- 9°23′46″N 80°23′59″E﻿ / ﻿9.3961°N 80.3997°E
- Location: Kilinochchi, Sri Lanka
- Type: Non-profit library
- Established: September 26, 2020

Collection
- Items collected: International film circles and Blu-rays, film books, educational videos, audiobooks
- Size: 13,000
- Criteria for collection: Films and books recommended by world-renowned film schools, filmmakers, and film critics

Other information
- Employees: 2
- Website: Balu Mahendra Library

= Balu Mahendra Library =

Balu Mahendra Library is a community-based film and media library located in Kilinochchi, Sri Lanka. The library was established in 2020 by a group of young Tamil filmmakers and cinephiles as a tribute to acclaimed Tamil filmmaker Balu Mahendra.

== History and purpose ==

The library was launched with the aim of cultivating a deeper appreciation for cinema, visual literacy, and storytelling among the younger generation, especially in the post-war Tamil communities of Northern Sri Lanka. It is named after Balu Mahendra in recognition of his contributions to Tamil cinema and his influence as a visual storyteller.

The inauguration of the library saw participation and support from renowned filmmakers including Iranian director Majid Majidi, Sinhala filmmaker Prasanna Vithanage, and Tamil director Bharathiraja. Their involvement symbolized cross-cultural solidarity and underscored the library's broader mission of using cinema as a medium for education, healing, and creative empowerment in post-war Northern Sri Lanka.
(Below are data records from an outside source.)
PR #1687, opened 2016-12-06
GSDX: Apply saturation only to interlaced video mode

ssakash:
**Summary of changes**:

* Apply saturation only to interlaced video modes of NTSC, progressive scan variant of NTSC seems to allow usage of higher value.

JMMT uses a bigger display height on NTSC progressive scan mode, which is not really unusual hence the saturation hack has been adjusted to only take effect on interlaced NTSC mode.

However, the whole double screen issue on FMV still exists. As a bit of information, this game has the second output disabled but seems to have some valid data inside of it, maybe the second output data is leaked into the first one? most likely a bug in the frambuffer data management rather than a CRTC issue (needs to be investigated)

### DIFF
--- a/plugins/GSdx/GSState.cpp
+++ b/plugins/GSdx/GSState.cpp
@@ -423,7 +423,7 @@ GSVector4i GSState::GetDisplayRect(int i)
 	//  Limit games to standard NTSC resolutions. games with 512X512 (PAL resolution) on NTSC video mode produces black border on the bottom.
 	//  512 X 448 is the resolution generally used by NTSC, saturating the height value seems to get rid of the black borders.
 	//  Though it's quite a bad hack as it affects binaries which are patched to run on a non-native video mode.
-	if (videomode == GSVideoMode::NTSC && height > 448 && width < 640 && m_NTSC_Saturation)
+	if (m_NTSC_Saturation && isinterlaced() && videomode == GSVideoMode::NTSC && height > 448 && width < 640)
 		height = 448;
 
 	// Set up the display rectangle based on the values obtained from DISPLAY registers


refractionpcsx2:
Id personally put the isInterlaced check as either the first or second option, so it has less checks to do before it bottles out, but then I don't know how time dependent that function is :P

FlatOutPS2:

Located in Kilinochchi, a region heavily affected by the Sri Lankan civil war, the initiative is seen as part of a broader cultural revival. The library provides access to books, essays, and research materials related to film studies, aesthetics, visual media, and global cinema, and also hosts workshops, discussions, and screenings.

== Cultural impact ==
The Balu Mahendra Library is regarded as one of the few dedicated film resource centers in Northern Province of Sri Lanka. It reflects an effort to reclaim space for artistic education and narrative empowerment, especially for Tamil youth who have limited access to creative infrastructure.